On Tuesday Prime Minister Kevin Rudd flagged an early move away from the carbon tax to an emissions-based trading scheme.

This would mean shifting from a current carbon price of about $25 per tonne to a floating, market-based price, currently about $6 per tonne, on 1 July 2014.

The Clean Energy Security Fund – also set to be wound up a year ahead of schedule – has so far paid billions of dollars in compensation to power generators.

Generators use the money to purchase carbon permits, effectively buffering them from the carbon tax’s full impost.

Under the package proposed by Mr Rudd this week, the value of permits for 2014-15 and 2015-16 is expected to fall, while the final year of permits will be scrapped.

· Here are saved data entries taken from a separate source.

PR #3958, opened 2018-05-29
Bug 1465159 - Tracking Protection stats do not count blocked <iframe> elements

justindarc:
https://bugzilla.mozilla.org/show_bug.cgi?id=1465159

This also "upgrades" our script to use `WeakMap` for storing private data too.


justindarc:
I also made sure this now handles `<link>` tags (stylesheets) and the Fetch API.

PR #3959, opened 2018-05-29
Bug 1465232 - Separate Top Tabs displaying into a new TabDisplayManager

farhanpatel:
Its a big PR. But most of it is just moving code from TopTabsViewController into TabDisplayManger. As is, there will still need to be changed in TabDisplayManger to support TabTray but I'll make those in a separate PR.


Client/Frontend/Browser/TabDisplayManager.swift
```diff
@@ -0,0 +1,510 @@
...
+
+        //if private tabs is empty and we are transitioning to it add a tab
+        if tabManager.privateTabs.isEmpty  && !isPrivate {
+            tabManager.addTab(isPrivate: true)
+        }
+
+        //get the tabs from which we will select which one to nominate for tribute (selection)
+        //the isPrivate boolean still hasnt been flipped. (It'll be flipped in the BVC didSelectedTabChange method)
+        let tabs = !isPrivate ? tabManager.privateTabs : tabManager.normalTabs
+            if let tab = oldSelectedTab, tabs.index(of: tab) != nil {
```
justindarc: nit: indentation looks off here

PR #3964, opened 2018-06-01
Bug 1466056 - Tab close undo should use SavedTab class

garvankeeley:
https://bugzilla.mozilla.org/show_bug.cgi?id=1466056

The preexisting `SavedTab` class is a lightweight container for archive/restore of tabs.
The current code is holding on to `Tab` references, this approach should not be used for non-live tabs.


garvankeeley:
Tab titles aren't refreshing until they are tapped on, so I need to fix that before landing.

PR #3968, opened 2018-06-05
Bug 1465865 - sent tab crash: use existing safe receivedTabs method

garvankeeley:
The pre-existing ApplicationDelegate.receivedTabs is a safe list of URLs to open when the
app is ready.

https://bugzilla.mozilla.org/show_bug.cgi?id=1465865

### DIFF
--- a/Client/Application/AppDelegate.swift
+++ b/Client/Application/AppDelegate.swift
@@ -39,7 +39,7 @@ class AppDelegate: UIResponder, UIApplicationDelegate, UIViewControllerRestorati
 
     let appVersion = Bundle.main.object(forInfoDictionaryKey: "CFBundleShortVersionString") as! String
 
-    var receivedURLs: [URL]?
+    var receivedURLs = [URL]()
     var unifiedTelemetry: UnifiedTelemetry?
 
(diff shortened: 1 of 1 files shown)


Client/Application/AppDelegate.swift
```diff
@@ -483,11 +483,10 @@ class AppDelegate: UIResponder, UIApplicationDelegate, UIViewControllerRestorati
...
     fileprivate func openURLsInNewTabs(_ notification: UNNotification) {
-        if let sentURLs = notification.request.content.userInfo["sentTabs"] as? [NSDictionary] {
-            for sentURL in sentURLs {
-                if let urlString = sentURL.value(forKey: "url") as? String, let url = URL(string: urlString) {
-                    browserViewController.openURLInNewTab(url, isPrivileged: true)
-                }
+        guard let urls = notification.request.content.userInfo["sentTabs"] as? [NSDictionary]  else { return }
+        for sentURL in urls {
+            if let urlString = sentURL.value(forKey: "url") as? String, let url = URL(string: urlString) {
+                receivedURLs.append(url)
```
garvankeeley: This is the critical fix. Add the URL to the receivedURLs list, which is safely processed later. The rest of the code is changing the receivedURLs list to be accessible here.

PR #3976, opened 2018-06-07
Bug 1467521 - Sync engine toggles have persistence issues

justindarc:
https://bugzilla.mozilla.org/show_bug.cgi?id=1467521

This seems to have fixed my problem, but now I'm having difficulty reproducing my original issue on `master` without this PR. ¯\_(ツ)_/¯


eoger:
I think this would more or less overwrite any change to `meta/global` that any other client would have made since our last sync.

justindarc:
@eoger is that ok though? Without this, my toggles seem to flip randomly on their own between syncs.

eoger:
Can you confirm that if another device changes enabled engines we don't overwrite their choice?

justindarc:
Closing this PR. The issue seems to have been with my FxA account and toggling all the engines off and on again on desktop seems to have worked the issue out. ¯\_(ツ)_/¯

PR #3987, opened 2018-06-22
Bug 1470160 - UIColor usages made themeable

garvankeeley:
https://bugzilla.mozilla.org/show_bug.cgi?id=1470160

This is the first step in dark theme support. All UIColor usage needs be controlled by the theme engine (colors dynamically looked up based on current theme). The app should work as normal with this PR.

Lots more work TODO, such as:
* the class `Theme2` is a temporary/wip name to not clash while porting stuff to new system
* need to have a theme manager that does saving/load/change-at-runtime of the theme
* changes to `applyTheme(theme)` to not require passing the theme, and to decouple from private browsing (or have an applyPrivateTheme(isPrivate) protocol func for things that handle that UI change).


garvankeeley:
The URLBar styling looks wrong with this PR, I am investigating...

Client/Frontend/Browser/TopTabsViews.swift
```diff
@@ -178,16 +178,9 @@ class TopTabCell: UICollectionViewCell {
...
-        case Style.light:
-            titleText.textColor = UIColor.darkText
-            backgroundColor = UIConstants.AppBackgroundColor
-            highlightLine.backgroundColor = UIColor.Photon.Blue60
-        case Style.dark:
-            titleText.textColor = UIColor.lightText
-            backgroundColor = UIColor.Photon.Grey70
-            highlightLine.backgroundColor = UIColor.Photon.Purple50
-        }
+        titleText.textColor = UIColor.darkText
```
farhanpatel: we aren't using UIColor.lightText anymore?

garvankeeley:
This PR wasn't intended to change the existing behaviour, but I agree with your comments that I left top tabs in an incomplete state. The following PR https://github.com/mozilla-mobile/firefox-ios/pull/3995 implements the new private mode style, and completes the top tabs refactor. 

I'd like to land this PR at the same time I land 3995, so I can just tell QA to hammer on the new private mode and also look out for any styling regressions.

garvankeeley:
iPad screenshots:
[
tab-bar-normal
tab-bar-private
tab-tray-private


](url)

garvankeeley:
iPhone screenshots:
simulator screen shot - iphone 5s - 2018-06-27 at 15 08 53
simulator screen shot - iphone 5s - 2018-06-27 at 15 08 57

If an early move to an ETS and the proposed withdrawal of one-fifth of the energy security fund passes through Parliament, local generators face “damaging” changes to their balance sheets.

It is understood one generator faces reduced payments to the value of $400 million while others could face more.

Yallourn power station owner EnergyAustralia told The Express removing permits also diminished the company’s “confidence to invest in future projects in areas like the Latrobe Valley”.

“Cancelling one-fifth of the energy security fund is an example of the level of sovereign risk in this sector… we are disappointed that (since Tuesday) we have seen policy developed on the run, undermining a carefully considered package,” EnergyAustralia spokesperson Clare Savage said.

GDF SUEZ Australian Energy spokesperson Trevor Rowe said the government had failed to consult with the industry over its proposed changes which, if they became law, “would have a material impact on GDF SUEZ Australian Energy’s business”.

“This creates further uncertainty for investors in our business and the sector generally,” he said.

Mr Rowe said the company had “refinanced $1.7 billion of project debt in mid 2012… and investors have relied upon the current legislation and trusted the Australian Government to honour its commitments in full, including the energy security fund”.

Federal Member for Gippsland Darren Chester said it was “alarming” such policy announcements were “being made on the run” and government had “failed to even consult with the businesses and communities who will be most adversely affected”.

He said this week’s events followed years of the Valley being left out of the carbon tax debate, then promised compensation that was later withdrawn.

“Now it has all been thrown out the window and not one minister has had the decency to come to our community and explain what the hell is going on,” he said.

Latrobe City Council implored Mr Rudd or senior Federal Government ministers to visit the Valley and “speak honestly about what this proposal is and give us some level of detail so we can understand what the impacts will be”.

Acting chief executive Carol Jeffs said, while council’s low-carbon transition plans were not based on a specific carbon reduction mechanism, “the main concern is that while there continues to be flux about what the policy is, this translates to extreme uncertainty about whether to invest here or not and that seriously translates through to jobs in our community”.

“What we would say (to the Federal Government) is please come here and explain what (the policy) is and provide us with some certainty so we can secure jobs though our community and (attract) the next multi-billion dollar projects” to the region.

“We want to see bipartisan support from all three levels of government… so our community doesn’t get left behind or left out again,” she said.